* _Assigned task_:
Output all the data exactly.

Stored items from a collection
PR #648, opened 2017-01-05
Allow negative value for some resource fields

hqhq:
Carry #499

For these values, cgroup kernal APIs accept -1 to set
them as unlimited, as docker and runc all support
update resources, we should not set drawbacks in spec.

### DIFF
--- a/config-linux.md
+++ b/config-linux.md
@@ -283,15 +283,15 @@ For more information, see [the memory cgroup man page][cgroup-v1-memory].
 
 The following parameters can be specified to setup the controller:
 
-* **`limit`** *(uint64, OPTIONAL)* - sets limit of memory usage in bytes
+* **`limit`** *(int64, OPTIONAL)* - sets limit of memory usage in bytes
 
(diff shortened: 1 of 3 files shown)


config-linux.md
```diff
@@ -283,15 +283,15 @@ For more information, see [the memory cgroup man page][cgroup-v1-memory].
 
 The following parameters can be specified to setup the controller:
 
-* **`limit`** *(uint64, OPTIONAL)* - sets limit of memory usage in bytes
+* **`limit`** *(int64, OPTIONAL)* - sets limit of memory usage in bytes
```
wking: These properties are not tied directly to their backing cgroup property.  I think we should either:

a. Be explicit about the cgroup property which MUST be used to satisfy the configuration (in which case the kernel docs will explain the 0 and -1 cases) or
b. Explicitly define the 0 and -1 cases here.

tianon:
LGTM

IMO the additional clarity as to why this is an `int64` rather than a `uint64` that @wking points out would be excellent as well, but I don't personally think it's a blocker for this PR.

crosbymichael:
LGTM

* _Completed task_:
PR #648, opened 2017-01-05
Allow negative value for some resource fields

hqhq:
Carry #499

For these values, cgroup kernal APIs accept -1 to set
them as unlimited, as docker and runc all support
update resources, we should not set drawbacks in spec.

### DIFF
--- a/config-linux.md
+++ b/config-linux.md
@@ -283,15 +283,15 @@ For more information, see [the memory cgroup man page][cgroup-v1-memory].
 
 The following parameters can be specified to setup the controller:
 
-* **`limit`** *(uint64, OPTIONAL)* - sets limit of memory usage in bytes
+* **`limit`** *(int64, OPTIONAL)* - sets limit of memory usage in bytes
 
(diff shortened: 1 of 3 files shown)


config-linux.md
```diff
@@ -283,15 +283,15 @@ For more information, see [the memory cgroup man page][cgroup-v1-memory].
 
 The following parameters can be specified to setup the controller:
 
-* **`limit`** *(uint64, OPTIONAL)* - sets limit of memory usage in bytes
+* **`limit`** *(int64, OPTIONAL)* - sets limit of memory usage in bytes
```
wking: These properties are not tied directly to their backing cgroup property.  I think we should either:

a. Be explicit about the cgroup property which MUST be used to satisfy the configuration (in which case the kernel docs will explain the 0 and -1 cases) or
b. Explicitly define the 0 and -1 cases here.

tianon:
LGTM

IMO the additional clarity as to why this is an `int64` rather than a `uint64` that @wking points out would be excellent as well, but I don't personally think it's a blocker for this PR.

crosbymichael:
LGTM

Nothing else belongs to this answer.